[Opening Input records section]

PR #2584, opened 2025-07-23
MVKDevice: Also apply zombie counter set workaround to AMD RDNA devices.

cdavis5e:
Luckily, I know this one was actually fixed; this doesn't happen after 10.15.

While I'm at it, put all the known RDNA device IDs into a single function, and call it from both the subgroup size code and the zombie counter set hack. This should also correct the minimum subgroup size for those GPUs.

### DIFF
--- a/MoltenVK/MoltenVK/GPUObjects/MVKDevice.mm
+++ b/MoltenVK/MoltenVK/GPUObjects/MVKDevice.mm
@@ -2820,19 +2820,7 @@ void MVKPhysicalDevice::initMetalFeatures() {
                 _metalFeatures.minSubgroupSize = 8;
                 break;
             case kAMDVendorId:
-                switch (_properties.deviceID) {
-                    case kAMDRadeonRX5700DeviceId:
-                    case kAMDRadeonRX5500DeviceId:
-                    case kAMDRadeonPROW6800XDeviceId:
-                    case kAMDRadeonRX6800DeviceId:
-                    case kAMDRadeonRX6700DeviceId:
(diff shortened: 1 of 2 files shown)


MoltenVK/MoltenVK/GPUObjects/MVKDevice.mm
```diff
@@ -3574,6 +3562,48 @@ static uint32_t mvkGetEntryProperty(io_registry_entry_t entry, CFStringRef prope
 	}
 }
 
+// Sourced from https://admin.pci-ids.ucw.cz/read/PC/1002
+bool MVKPhysicalDevice::isAMDRDNAGPU() {
+	assert(_properties.vendorID == kAMDVendorId);
+	switch (_properties.deviceID) {
+		// RDNA 1
+		case 0x7310:	// Radeon PRO W5700X
```
squidbus, line 3570: Do you think it would be better to just do a check if `deviceID >= 0x7310`? It seems from this code and the reference it would hold true that all AMD GPUs RDNA and newer have at least that ID, and we don't have to worry about that changing since Apple isn't using AMD GPUs anymore.

cdavis5e: Would it matter? As you said, no new Macs use AMD GPUs.

squidbus: Fair enough

squidbus (approved):

billhollings (approved):
Thanks for submitting this.

LGTM.

Issue #2592, opened 2025-08-12
-[MTLDebugResidencySet validateResource:]:108: failed assertion `residency sets do not support memoryless resources.'


stripe2933:
The error is occurred when I enabled the Metal Argument Buffer with Metal Debug Layer (via launching the application with `MTL_DEBUG_LAYER=1` environment variable).

Here's the stacktrace captured by Xcode:

<img width="547" height="627" alt="Image" src="https://github.com/user-attachments/assets/968183e6-e335-49a2-9764-ad08cc33ca71" />

<img width="547" height="619" alt="Image" src="https://github.com/user-attachments/assets/5cde0132-b1c3-425c-a937-abec92c6eab4" />

No validation layer complains and the application runs in the other platform well.

cdavis5e:
As I recall, MoltenVK puts all resources in a single residency set, to avoid the need to juggle multiple residency sets. I guess this doesn't make sense for memoryless resources, because they have no memory to manage in the first place. Clearly, then, we shouldn't be putting images with the `VK_IMAGE_USAGE_TRANSIENT_ATTACHMENT_BIT` flag set into any residency set.

squidbus:
Should be fixed by https://github.com/KhronosGroup/MoltenVK/pull/2593

PR #2593, opened 2025-08-15
Fix attempting to add memoryless images to residency sets.

squidbus:
* Do not attempt to make memoryless images resident.
* Switch two cases in render pass code to directly check the storage mode from `MVKImage` instead of needing to create the `MTLTexture`.

Should fix https://github.com/KhronosGroup/MoltenVK/issues/2592


billhollings (approved):
Thanks! LGTM.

[Closing Input records section]

• **Exercise requirements**: In the entries above, some lines hold the string "with". Copy each of them.

• **Result of the task**:
The error is occurred when I enabled the Metal Argument Buffer with Metal Debug Layer (via launching the application with `MTL_DEBUG_LAYER=1` environment variable).
As I recall, MoltenVK puts all resources in a single residency set, to avoid the need to juggle multiple residency sets. I guess this doesn't make sense for memoryless resources, because they have no memory to manage in the first place. Clearly, then, we shouldn't be putting images with the `VK_IMAGE_USAGE_TRANSIENT_ATTACHMENT_BIT` flag set into any residency set.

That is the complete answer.